Он спросил меня, не хочу ли я выпить коктейль перед тем, как мы закажем остальное. Я предложила ограничиться стаканом вина с легкой закуской, и у него в руках немедленно появился прейскурант вин. Когда я потянулась за сигаретой, он отложил прейскурант и чиркнул спичкой еще до того, как сигарета коснулась моих губ. Под прикрытием этого чисто светского ритуала я пристально посмотрела на Сэма. Каким-то образом ему удавалось создать впечатление, что в своем безупречно сшитом костюме он чувствовал себя так же свободно, как в домашних хлопчатобумажных штанах, и аура его непринужденного очарования была так сильна, что у меня появилось абсурдное желание отказаться от своей рассчитанной сдержанности, развалиться в кресле и рассказать ему всю историю моей жизни.
— Вы приехали вместе с женой? — учтиво спросила я, считая невозможным, чтобы он дожил до тридцати одного года без того, чтобы какая-нибудь женщина не привела его к алтарю.
— О, я пока не женат, — ответил он, закуривая свою сигарету. — Браки я оставляю на долю своего друга Корнелиуса, — и сквозь дым от наших сигарет я заглянула в мягкие, темные, дружелюбные глаза наемного убийцы, служившего Корнелиусу Ван Зэйлу.
Я почувствовала в животе тяжесть смутного страха.
Когда нам подали меню, мы потратили некоторое время на обсуждение предлагавшихся блюд, сравнивая «Савой» с нью-йоркским отелем «Плаза», но, в конце концов, все было заказано, и старшему официанту оставалось лишь дождаться, что мы решим пить.

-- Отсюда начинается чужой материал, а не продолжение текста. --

PR #12004, opened 2026-04-28
[GLUTEN-11920][CORE] Keep columnar children for dual-mode parents with row output

Yao-MR:

For dual-mode parents that support both columnar and row-based execution, Gluten previously let the child convention follow the parent's output convention by default. When the parent was required to produce rows, this could incorrectly push a row requirement down to its children even though the parent could still consume batch input and satisfy the row output requirement by itself.

This PR changes dual-mode parents to keep a batch child convention under a row output requirement, which aligns transition insertion with Spark behavior and avoids unnecessary row transitions.

The change is applied in both the plan-side child convention derivation and the transition convention derivation so the behavior stays consistent.

This PR also:
- adds transition tests to verify that a dual-mode parent keeps a columnar child for row output;
- adds coverage to verify that a row child is converted to batch when required by a dual-mode parent; and
- re-enables `GlutenColumnarRulesSuite` on Spark 4.1.

## How was this patch tested?

- Added transition tests for dual-mode parent convention handling under row output requirements.
- Re-enabled `GlutenColumnarRulesSuite` on Spark 4.1 to cover the fixed behavior.

issue: https://github.com/apache/gluten/issues/11920

fix in spark: https://github.com/apache/spark/pull/50239


zhztheplayer (approved):

zml1206 (approved):
lgtm

PR #12005, opened 2026-04-28
[GLUTEN-10072][UT] Enable hive execution tests

wecharyu:
Enable unit tests in Spark `sql/hive/src/test/scala/org/apache/spark/sql/hive/execution`:
- Extract `spark-hive` test resources to `spark.test.home` in script `install-spark-resources.sh`
- Use `GlutenHiveResourcePathSupport` to load test resources from `spark.test.home` 
- Use `GlutenTestHiveTables` to register hive qtest tables

https://github.com/apache/gluten/issues/10072

## How was this patch tested?
Pass all new tests.

Codex gpt-5.5


pom.xml
```diff
@@ -1168,6 +1168,7 @@
         <delta.version>2.3.0</delta.version>
         <delta.binary.version>23</delta.binary.version>
         <antlr4.version>4.8</antlr4.version>
+        <hadoop.version>3.3.2</hadoop.version>
```
wecharyu, line 1188: The Hadoop version of Spark 3.3.1 is `3.3.2`, we need explicitly declare it here. Otherwise there are version conflicts:
-  hadoop-common-2.7.4 (default version)
-  hadoop-client-api/runtime-3.3.4 (from spark-hive test)

That mix is unsafe. The old Hadoop 2.7.4 `FsUrlStreamHandlerFactory` can be loaded together with Hadoop 3.3.4 HTTP/HTTPS filesystem classes. As a result, HTTPS URLs used by Hive test
  jar resolution and Ivy ADD JAR resolution may be incorrectly handled as Hadoop filesystem URLs, which can recurse through `HttpsFileSystem.open()` and fail with StackOverflowError.

wecharyu:
@zhouyuan @rui-mo could you help review this patch when you have time? Thanks!

.github/workflows/velox_backend_enhanced.yml
```diff
@@ -215,6 +215,9 @@ jobs:
   spark-test-spark35-slow:
     needs: build-native-lib-centos-7
     runs-on: ubuntu-22.04
+    env: #TODO remove after image update
```
rui-mo, line 218: Could you provide a bit more detail in the PR description on how we should follow up? Thanks.

rui-mo (approved):
Thanks for this work! The change looks good to me. Would you mind sharing some progress details on enabling the Hive execution tests? For example, how many suites were added in this PR, and how many still remain to be added?

wecharyu:
> Would you mind sharing some progress details on enabling the Hive execution tests? 

This PR add 25 hive execution tests in Spark `sql/hive/src/test/scala/org/apache/spark/sql/hive/execution`. There are some other hive tests could be added:
- `sql/hive/src/test/scala/org/apache/spark/sql/hive/orc`
- `sql/hive/src/test/scala/org/apache/spark/sql/hive`

Other tests are related to hive client and DDL operations, which is not necessary test in gluten.

.github/workflows/velox_backend_enhanced.yml
wecharyu: This is an existing pain point in gluten image update:
- Docker image is pushed to apache/gluten repo when merge a related commit to main branch
- This PR that needs update the image is still test on existing 'old' image

Thus we need add scripts in test action before the PR is merged, and remove such actions when the PR is merged and image is updated.

I'm considering to let the such PR that would update the image build a snapshot image and test on the snapshot image, in this case we do not need add additional scripts on test action and do not need a follow-up remove operation.

rui-mo:
@wecharyu Thanks. I’m okay with landing this PR. Before merging, could you check whether the CH workflow failure is related?

wecharyu:
@rui-mo CI is green now.

PR #12006, opened 2026-04-28
[VL] Fix nightly upload action

zhouyuan:
bump the action version so it's allowed in apache repos

## How was this patch tested?
pass GHA

### DIFF
--- a/.github/workflows/velox_nightly.yml
+++ b/.github/workflows/velox_nightly.yml
@@ -353,7 +353,7 @@ jobs:
           name: nightly-gluten-velox-bundle-package-jdk8-x86-${{ steps.date.outputs.date }}
           path: package/
       - name: rsync to apache nightly
-        uses: burnett01/rsync-deployments@0dc935cdecc5f5e571865e60d2a6cdc673704823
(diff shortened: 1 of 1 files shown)


.github/workflows/velox_nightly.yml
```diff
@@ -496,7 +498,7 @@ jobs:
           path: package/target/gluten-velox-bundle-*.jar
           retention-days: 7
       - name: rsync to apache nightly
-        uses: burnett01/rsync-deployments@0dc935cdecc5f5e571865e60d2a6cdc673704823
+        uses: burnett01/rsync-deployments@7659d600d8bdd035bb5cdfba1d4bd0dd4a307ca6 # 8.0.2
```
zml1206: 8.0.3？

zml1206: Why was only this one changed, while the other three remained unchanged? Is there a specific reason for this?

zhouyuan: @zml1206 thanks, missed some of the commits - I have amended in the new commit

zhouyuan: aligned here: https://github.com/apache/flink/blob/master/.github/workflows/docs.yml#L85

zml1206 (approved):
lgtm

PR #159, opened 2019-07-29
Add catalog-type labels

oponder:
This adds the labels on an `app catalog CR` to the `get catalogs` api endpoint output.

### DIFF
--- a/spec/definitions.yaml
+++ b/spec/definitions.yaml
@@ -24,6 +24,14 @@ definitions:
             name:
               description: A URL friendly identifier for the catalog.
               type: string
+            labels:
+              description: The labels that are set on this app catalog
+              type: object
+              properties:
+                "application.giantswarm.io/catalog-type":
+                  type: string
+                "app-operator.giantswarm.io/version":
+                  type: string
         spec:
           type: object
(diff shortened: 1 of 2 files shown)


spec/definitions.yaml
```diff
@@ -24,6 +24,14 @@ definitions:
             name:
               description: A URL friendly identifier for the catalog.
               type: string
+            labels:
+              description: The labels that are set on this app catalog
+              type: object
+              properties:
+                "application.giantswarm.io/catalog-type":
+                  type: string
+                "app-operator.giantswarm.io/version":
```
oponder: Maybe this isn't needed to be exposed via the api... Wasn't sure about including it or not.

pipo02mix: If we will let users add catalog version I am ok to make it visible

rossf7: This label is used by app-operator to decide which version to execute. It's the replacement for the VersionBundle fields we have in legacy CRDs.

I don't think it does harm to show it. But eventually we will use OPA defaulting here because it's an implementation detail customers shouldn't need to care about.

PR #160, opened 2019-07-29
Update before checkout.

oponder:
There's a weird problem currently where this repo sometimes fails to build.

After some googling, I found that doing any apt-get steps first might be a way to mitigate this.

### DIFF
--- a/.circleci/config.yml
+++ b/.circleci/config.yml
@@ -3,6 +3,12 @@ jobs:
   build:
     machine: true
     steps:
+      - run:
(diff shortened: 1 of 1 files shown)


oponder:
Read more: https://unix.stackexchange.com/questions/315502/how-to-disable-apt-daily-service-on-ubuntu-cloud-vm-image/315517#315517

oponder:
And also: https://discuss.circleci.com/t/docker-convenience-images-updates-july-2019/31239

PR #162, opened 2019-08-06
Upgrade to open api v3

oponder:
Upgrades the spec to open api v3 and ensures the validating and linting are still meaningful.


oponder:
Hey @marians @ograu, here is my work so far on migrating to openapi v3.

I also split up the paths into individual files, which made this PR a lot larger in terms of file count, but technically still the same number of lines.

I'm keeping this as a draft for now, since I still need to do changes to the js client and go client, and make sure they play nicely with gsctl and happa. 

But I just wanted to get your eyes and opinions on this already.

If you have some time, please check out the repo and try `make run-server`

The docs are styled just very slightly differently:

Screenshot 2019-08-07 at 12 30 47 PM

oponder:
I paused this, see my comment here: https://github.com/giantswarm/giantswarm/issues/5992#issuecomment-522414613

> I'm really sad to say this, but I can't get the go client working and don't think it's worthwhile to invest further time into it for now.

> Perhaps when https://github.com/go-swagger/go-swagger supports openapi v3, this'll be a seamless switch to make.

> For now though, and I realised this too late, since we didn't use swagger-codegen (or openapitools/openapi-generator) the differences between the generated go clients are pretty big, and I don't have the appetite to do that refactoring in gsctl right now.

> My suggestion will be to park the work for now. Stick to swagger 2.0, but keep my 3.0 work for a time when go-swagger supports openapi v3.

PR #163, opened 2019-08-16
Add features section to info response

marians:
Towards https://github.com/giantswarm/giantswarm/issues/5465

This PR adds an attribute to the `GET /v4/info/` response that will allow clients to detect from which release version on support for node pools will be available.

— Пожалуйста, бутылку писпортер-голдтрепфхена двадцать четвертого года, — сказал ему Сэм Келлер. У него был американский акцент, с обычным приглушением согласных и с необычным произношением английского долгого «а», которое получалось у него ни долгим, ни кратким, а являло собою какую-то странную смесь этих двух оттенков. Кроме того, в противоположность большинству американцев, тихое у англичан «г» было у него не раскатистым, что делало его речь как-то ненавязчиво более отчетливой, и когда он произнес это «писпортер голдтрепфхен», четко прозвучала каждая согласная, а каждая неанглийская гласная прозвучала так безукоризненно правильно, что я от удивления едва не опрокинула стакан с водой. Он встревожился. — Простите, разве в Лондоне больше не пьют немецких вин? Если вы хотите чего-то другого…
— Да нет же, Боже мой! Мне очень нравится немецкое вино.
— Ну и отлично. Мне вовсе не хотелось бы доставить вам неприятность, — заметил он. — Я знаю, американцы порой не воспринимают европейских реалий. Ведь я родился на этой стороне Атлантики, и иногда мне хочется считать себя европейцем, но, боюсь, что это слишком претенциозное желание, потому что на самом деле я стопроцентный американец и целиком связан с Соединенными Штатами. А если уж говорить об Америке… — Его легкая речь не могла не производить впечатления. — …то, скажите, Стив действительно уехал туда по личным делам? Мне сказали об этом на Милк-стрит, но я подумал, что это следует проверить у вас, прежде чем предупредить Эмили и детей о его возможном визите.